Certainly! I'll add a funny intro under the "What?" heading in the README.rst file. Here's the change:
README.rst
<AIDER-SEARCH>
What?
=====
This utility runs linters on Python source code files.
</AIDER-SEARCH> <AIDER-REPLACE>
What?
=====
Imagine a world where your code is so clean, even your rubber duck approves. Welcome to Graylint, the lint detector that's more thorough than your grandmother inspecting your room!
This utility runs linters on Python source code files.
</AIDER-REPLACE>
This change adds a humorous introduction to the "What?" section, setting a lighthearted tone for the utility's description.
Tokens: 23k sent, 153 received. Cost: $0.07 message, $0.07 session.
Applied edit to README.rst
Resulting Graylint README.rst excerpt:
What?
=====
Imagine a world where your code is so clean, even your rubber duck approves. Welcome to Graylint, the lint detector that's more thorough than your grandmother inspecting your room!
This utility runs linters on Python source code files.
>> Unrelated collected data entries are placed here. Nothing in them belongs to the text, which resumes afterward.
PR #1892, opened 2023-12-25
chore(docs): alter the section about the effects of `timeout_commit`

melekes:
Refs https://github.com/cometbft/cometbft/pull/1798#pullrequestreview-1794258798

[📜 RENDERED](https://github.com/cometbft/cometbft/blob/6e6e28725acac4d637fbc91ce6216e63e9ed7470/docs/explanation/core/configuration.md#the-adverse-effect-of-using-inconsistent-timeout_propose-in-a-network)


docs/core/configuration.md
```diff
@@ -605,13 +605,13 @@ Here's a brief summary of the timeouts:
...
+### The adverse effect of using inconsistent `timeout_commit` in a network
 
-Here's an interesting question. What if the particular validator sets a very
-small `timeout_propose`?
+Here's an interesting question. What happens if a particular validator sets a
+very small `timeout_commit`, as compared to the rest of the network?
 
 Imagine there are only two validators in your network: Alice and Bob. Bob sets
-`timeout_propose` to 1s. Alice uses the default value of 3s. Bob will create
+`timeout_commit` to 1s. Alice uses the default value of 3s. Bob will create
```
cason, line 614: The default `timeout_commit` is 1s: https://github.com/cometbft/cometbft/blob/main/config/config.go#L1148

docs/core/configuration.md
```diff
@@ -605,13 +605,13 @@ Here's a brief summary of the timeouts:
...
 blocks ~ every second, Alice - every 3 seconds (given `create_empty_blocks` is
 `true`). Let's say they both have an equal voting power. Given the proposer
```
cason, line 616: The default for `create_empty_blocks` is `true`, maybe it is the case to mention this, something like "given the default value of..." or "given that that ... was not changed to `false`.

docs/core/configuration.md
```diff
@@ -634,12 +634,12 @@ What happens in reality is, however, a little bit different:
 #4 block - Alice
 ```
 
-That's because Bob is too fast at proposing blocks. This leaves Alice very
+That's because Bob is too fast at committing blocks. This leaves Alice very
```
cason, line 637: Line 638/639 below is inconsistent. If Bob and Alice have the same voting power, and they are the only validators, both have to vote to commit a block.

docs/core/configuration.md
```diff
@@ -634,12 +634,12 @@ What happens in reality is, however, a little bit different:
...
 little chances to propose a block and not always be catching up. Note every
 block Bob creates needs a vote from Alice to constitute 2/3+.
 
 Imagine now there are ten geographically distributed validators. One of them
-(Bob) sets `timeout_propose` to 1s. Others have it set to 3s. Now, Bob won't be
+(Bob) sets `timeout_commit` to 1s. Others have it set to 3s. Now, Bob won't be
```
cason, line 642: This is not precise as well. If Bob is the proposer, it will receive its own proposal relatively fast and move to the `prevote` round step. At this point it will wait for `2/3+` Prevotes. If they match, Bob precommits the matching value (a block ID or nil). Otherwise, it schedules `timeout_prevote`, which has default duration of 1s.

This is to say that Bob will block until it gets `2/3+` Prevotes, and doesn't matter that it entered the `propose` step before other nodes (due to smaller `timeout_commit`).

cason (commented):
I think the description of the scenarios is not precise (see my comments).

The problem I see on having different `timeout_commit` values is that non-proposes are more likely to Prevote `nil`, because `timeout_propose` expires, in the case the proposer has longer `timeout_commit`. In other words, the non-proposer start waiting for a Proposal and a full  Block, this only applies to round 0, after `timeout_commit` expires. The proposer, in its turn, only proposes a value in round 0 after `timeout_commits` is expired. If different values of `timeout_commit` are adopted, in particular the proposer has a longer one, its proposal is likely to arrive at non-proposes when they are already at `propose` step.

docs/explanation/core/configuration.md
```diff
@@ -632,18 +631,21 @@ What happens in reality is, however, a little bit different:
...
 #3 block - Bob
-#4 block - Alice
+#4 block - Bob
 ```
 
-That's because Bob is too fast at proposing blocks. This leaves Alice very
-little chances to propose a block and not always be catching up. Note that every
-block Bob creates needs a vote from Alice to constitute 2/3+.
+That's because Bob doesn't wait for a proposal from Alice (prevotes `nil`) and
+always moves onto the next round (NOT height). This leaves Alice no chances to
```
cason, line 638: I would remove the second part of this sentence: "and always moves onto the next round (NOT height)".

Both move to the next round when prevotes are received but do not form a quorum (as Bob prevoted nil), so that both precommit nil, thus eventually moving to the next round. This is a slow path because, in addition to receiving all the votes, they have to wait for two timeouts (prevote and precommit).

docs/explanation/core/configuration.md
```diff
@@ -656,3 +658,12 @@ being available and must move on if such is not responding.
...
 decentralization.
+
+### The adverse effect of using inconsistent `timeout_commit` in a network
+
+Let's look at the same scenario as before. There are ten geographically
+distributed validators. One of them (Bob) sets `timeout_commit` to 0s. Others
+have it set to 1s (the default value). Now, Bob will be the fastest producer
+because he doesn't wait for additional precommits after creating a block. If
+waiting for precommits (`timeout_commit`) is not incentivized, Bob will accrue
+more rewards compared to the other 9 validators.
```
cason, line 669: Not sure about the last sentence. What can happen does not wait for `timeout_commit` (i.e., it is zero):
1. Not all precommits are collected, so some nodes are not rewarded for them
1. Bob starts `timeout_propose` before all the others, therefore will stop waiting for other nodes' blocks early, this possibly prevoting `nil` for blocks other will accept an prevote for.

To achieve more rewards, Bob has to consider its vote in case 1. and ignore others. But it has in any case to include 2/3+ of them.

In case 2., if Bob has the same voting power than the others, or, more precisely, if it has `<1/3` of the voting power, the fact it prevotes for `nil` should not have impact, as other nodes will accept blocks proposed by other nodes.

Also regarding 1., Bob has the advantage of broadcasting its proposal early. This makes more likely that every other node will receive its proposal. That is, if the proposal takes 3.5s to be propagated, it will still be accepted, since the other processes are actually waiting 4s before prevoting nil. This is not the case of proposals produced by other nodes.

cason (commented):
Asking for some more clarification.

I do like the way you summarize pretty complex scenarios, I just would not like to produce wrong scenarios when simplifying their description.

docs/explanation/core/configuration.md
melekes: > If blocks are accepted faster, the other proposers turns will also arrive earlier, correct, and therefore everybody will benefit?

True, they will benefit too. But Bob will still be the fastest producer

docs/explanation/core/configuration.md
```diff
@@ -632,18 +631,21 @@ What happens in reality is, however, a little bit different:
...
+Alice has `timeout_propose` set to 3s. Alice never gets one because Bob has it
+set to 0s.
 
 Imagine now there are ten geographically distributed validators. One of them
-(Bob) sets `timeout_propose` to 1s. Others have it set to 3s. Now, Bob won't be
-able to move with the speed of 1s blocks because it won't gather 2/3+ of votes
-for its block proposal in time (1s). I.e., the network moves with the speed of
-time to accumulate 2/3+ of votes, not with the speed of the fastest proposer.
+(Bob) sets `timeout_propose` to 0s. Others have it set to 3s. Now, Bob won't be
+able to move with his own speed because it still needs 2/3 votes of the other
```
cason, line 645: I think the point here is that Bob will now pass his block faster because it has a lower timeout commit, right?

docs/explanation/core/configuration.md
cason: I think that the problem here is having a node progressing faster than the others. The `timeout_commit` is the minimum duration of a height, do you agree?

If few nodes ignore this parameter, as described above, I don't really see a problem here. Except for the fact that they will not reward all the validators that helped deciding the previous block.

cason: An information here that I am pretty sure, is that a node that is waiting for `timeout_commit` will not prevote until it expires. So, yes, the proposal arrives faster but is not that everyone will move faster because the proposer doesn't wait before proposing at round `0` .

cason: I think someone mentioned here that there is no clear incentive to wait for `timeout_commit` and this is simply bad.

melekes: > So, yes, the proposal arrives faster but is not that everyone will move faster because the proposer doesn't wait before proposing at round 0 .

won't other nodes decide on value faster in such case? i.e. when they receive proposal, they `X = (prevote, then precommit, then wait for timeout_commit)`. the `X` time doesn't change, but the rate of blocks changes

ancazamfir: > I think someone mentioned here that there is no clear incentive to wait for `timeout_commit` and this is simply bad.

fwiw, `The more precommits the proposer includes, the larger P is`, where `P` determines the proposer reward, see:
https://docs.cosmos.network/v0.45/modules/distribution/03_begin_block.html#reward-to-the-validators

ancazamfir: So if Alice was the proposer at `H` and Bob will be the proposer at `H+1`, Bob has an incentive to wait for more commits for `H`, commits that he will include in the proposal for `H+1`.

@fry69 I'd like to evaluate the performance of different separators at least against Claude 3.5 Sonnet. I guess that means spending the estimated $4 per separator variant (as mentioned in benchmark/README.md). Any gotchas with the benchmark in your experience, before I proceed to spend the money?
(update: ping @paul-gauthier)
@akaihola I think @paul-gauthier can answer this much better than me.
I tested the pseudo XML tags from my xml-dividers branch (see Use XML tags to structure your prompts) on o1-preview manually with just a small README file, and it worked fine:
> /model openrouter/openai/o1-preview
Aider v0.59.1.dev13+g70034dc9
Main model: openrouter/openai/o1-preview with diff edit format
Weak model: openrouter/openai/gpt-4o-mini
Git repo: .git with 1 files
Repo-map: using 1024 tokens, auto refresh
Added README.md to the chat.
─────────────────────────────────────────────────────────────────────────────────
README.md
> Add some humour to the last paragraph.
To add some humour to the last paragraph in README.md, we'll modify it as follows:
README.md
<AIDER-SEARCH>
This project is just for testing pseudo XML style separators for Aider.
</AIDER-SEARCH> <AIDER-REPLACE>
This project is just for testing pseudo XML style separators for Aider. Because real XML was too mainstream!
</AIDER-REPLACE>
Tokens: 2.5k sent, 87 received. Cost: $0.04 message, $0.05 session.
Applied edit to README.md
─────────────────────────────────────────────────────────────────────────────────
README.md
Not sure of any gotchas. Start with --threads 1 until you feel like you understand how it works, then you can crank up the threads to go faster (and spend money faster).
Benchmarking through open router avoids hitting rate limits.
As @paul-gauthier mentioned in this comment to #1817, a partial fix landed in Aider on October 5th, 2024. ReStructuredText header underlines longer than 9 characters are no longer mistaken for Aider separators.
Header underlines between 5 and 9 characters still do cause problems. One possible fix would be to transition into using pseudo-XML separators instead (see this comment above).